Effect of magnesium additive on structure and properties of Al2O3–B2O3–SiO2 glass system

Abstract

Printed wiring board is an important component of electronic devices. Low dielectric constant materials are expected to reduce the time delay of signal propaganda and dielectric loss. E-glass fibre as reinforcing material of printed wiring board does not meet the requirements. To reduce the operating temperature of glass, bivalent metal oxides must be introduced, often at the expense of dielectric properties. Aluminoborosilicate glass is a typical glass system with low dielectric constant. Al2O3–B2O3–SiO2 glasses that replaced Al2O3 by MgO were melted, and their microstructure, some physical properties and chemical durability were investigated. In addition, the role of Al2O3 in borosilicate glasses was investigated. The glass system was characterised with lower dielectric constant (4·8–5·7) and loss tangent (10−3) at 1 MHz. By replacing Al2O3 with MgO, the density and viscosity–temperature characteristic points of the studied glasses showed a decreasing tendency.
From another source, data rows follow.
PR #325, opened 2020-07-27
LR Range Test Mixin

mvacaporale:
This PR includes a mixin for the LR range test (described here https://arxiv.org/abs/1803.09820)

To aid in the functionality
* There are some changes to `LogEveryLoss` so that the LR can also be logged at every timestep
* There's a new LinearLRScheduler (similar to one-cycle with a linear ramp-up, but with no ramp-down portion)
* The ImagenetExperiment class now has a class method `create_lr_scheduler` which can be overridden.


nupic/research/frameworks/pytorch/imagenet/mixins/log_every_loss.py
```diff
@@ -35,12 +35,14 @@ def setup_experiment(self, config):
         super().setup_experiment(config)
         self.error_loss_history = []
         self.complexity_loss_history = []
+        self.learning_rate_history = []
```
mrcslws, line 38: There is already a LogEveryLearningRate mixin. I think it's better to keep these separate.

nupic/research/frameworks/pytorch/imagenet/mixins/lr_range_test.py
```diff
@@ -0,0 +1,111 @@
...
+from copy import deepcopy
+
+from pandas import DataFrame
+from ray.tune.utils import flatten_dict
+
+from nupic.research.frameworks.pytorch.imagenet import mixins
+from nupic.research.frameworks.pytorch.lr_scheduler import LinearLRScheduler
+
+
+class LRRangeTest(mixins.LogEveryLoss):
```
mrcslws, line 20: Is subclassing necessary? I think it's cleaner to try to keep all of the mixins orthogonal and let experiments choose which ones to opt into.

nupic/research/frameworks/pytorch/imagenet/mixins/lr_range_test.py
```diff
@@ -0,0 +1,111 @@
...
+        # Ensure all epochs get validated.
+        assert "epochs" in config
+        config["epochs_to_validate"] = range(-1, config["epochs"])
+
+        # Init saving of test results.
+        self.save_lr_test_to_csv = config.get("save_lr_test_to_csv", False)
+        if self.save_lr_test_to_csv:
+            assert "logdir" in config, (
+                "The logdir must be specified to save the lt-range test resutls.")
+            self.logdir = config["logdir"]
```
mrcslws, line 59: This already happens in ImagenetExperiment: https://github.com/numenta/nupic.research/blob/57b4d77e062c97c7ad62b0c681bb953442375ee1/nupic/research/frameworks/pytorch/imagenet/imagenet_experiment.py#L204

nupic/research/frameworks/pytorch/imagenet/mixins/lr_range_test.py
```diff
@@ -0,0 +1,111 @@
...
+
+        # Save config for later - used to aggregate results.
+        self._config = deepcopy(config)
+        super().setup_experiment(config)
```
mrcslws, line 63: Is there a reason you're calling super() at the end rather than the beginning? The convention is to always do it at the beginning unless you have a good reason not to. (e.g. profiling mixins)

nupic/research/frameworks/pytorch/imagenet/mixins/lr_range_test.py
```diff
@@ -0,0 +1,111 @@
...
+
+        lr_scheduler_args.update(epochs=config["epochs"])
+        lr_scheduler_args.update(steps_per_epoch=total_batches)
+
+        return lr_scheduler_class(optimizer, **lr_scheduler_args)
+
+    def post_batch(self, *args, **kwargs):
+        """Increase lr after every batch."""
+        self.lr_scheduler.step()
+        super().post_batch(*args, **kwargs)
```
mrcslws, line 81: Similar question: super() should probably be at the beginning?

nupic/research/frameworks/pytorch/imagenet/mixins/log_every_loss.py
mvacaporale: Didn't realize, thanks. I'll revert the change.

nupic/research/frameworks/pytorch/imagenet/mixins/lr_range_test.py
mvacaporale: It felt odd not to subclass. The idea of the test is to compare the training loss against the learning rate at every mini-batch step, so it makes sense to make sure they are logged.

I think I have an alternative idea, however. Let me know what you think of the `create_lr_test_experiment` function in the new changes.

nupic/research/frameworks/pytorch/imagenet/mixins/lr_range_test.py
mvacaporale: Good point. Fixed.

nupic/research/frameworks/pytorch/imagenet/mixins/lr_range_test.py
mvacaporale: Fair point.

nupic/research/frameworks/pytorch/imagenet/mixins/lr_range_test.py
mvacaporale: Fair point. I've fixed both places where this occurs.

nupic/research/frameworks/pytorch/imagenet/mixins/lr_range_test.py
```diff
@@ -0,0 +1,99 @@
...
+        """Increase lr after every batch."""
+        super().post_batch(*args, **kwargs)
+        self.lr_scheduler.step()
+
+    @classmethod
+    def get_execution_order(cls):
+        eo = super().get_execution_order()
+        eo["setup_experiment"].insert(0, cls.__name__ + ": initialize")
+        eo["create_lr_scheduler"] = cls.__name__ + ": create_lr_scheduler"
+        eo["post_batch"].insert(0, cls.__name__ + ": linearly increase lr")
```
mrcslws, line 78: Remember to update these, now that super() is called at the beginning. (Append to the end rather than inserting at beginning)

nupic/research/frameworks/pytorch/imagenet/mixins/lr_range_test.py
```diff
@@ -0,0 +1,99 @@
...
+
+        lr_scheduler_args.update(epochs=config["epochs"])
+        lr_scheduler_args.update(steps_per_epoch=total_batches)
+
+        return lr_scheduler_class(optimizer, **lr_scheduler_args)
+
+    def post_batch(self, *args, **kwargs):
+        """Increase lr after every batch."""
+        super().post_batch(*args, **kwargs)
+        self.lr_scheduler.step()
```
mrcslws, line 71: This is going to step twice at the end of each epoch, since ImagenetExperiment will step again post_epoch. We should probably make this logic in the ImagenetExperiment extensible. Probably the simplest and most reusable way: we could add a param like `lr_scheduler_step_every_batch` as an override to the config, have it default to None. If it's True or False, the class obeys it. If the override isn't set, ImagenetExperiment can set it to `isinstance(lr_scheduler, (OneCycleLR, ComposedLRScheduler))`. So you'd want to edit ImagenetExperiment.post_batch and post_epoch to obey this bool.

Then the mixin's post_batch won't be necessary, you can just set the "lr_scheduler_step_every_batch" parameter.

mvacaporale: Good idea. I made this change.

Note: I realized in setting `lr_scheduler_step_every_batch` from the `setup_experiment` of the `LRRangeTest`, that I needed this done before super's setup, so I changed the order back.

PR #327, opened 2020-07-30
Change name of `...shortcut` to `...shortcut.conv`.

mvacaporale:


mrcslws:
For any onlookers, note that the name of the module isn't being changed. Just the name we pass into a callback.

The average dissolution rate of the studied glasses was <4·51×10−8 g cm−2 min−1. When the molar ratio of RO/Al2O3 is >2·5 (R = Ca2+, Mg2+), the trivalent, tetrahedral [BO4] and [AlO4] network units increased at the same time as indicated by infrared spectra. The paper has designed a group of glasses that has both satisfactory processing properties and dielectric properties. The present glass system could substitute E-glass and be a possible candidate for many applications.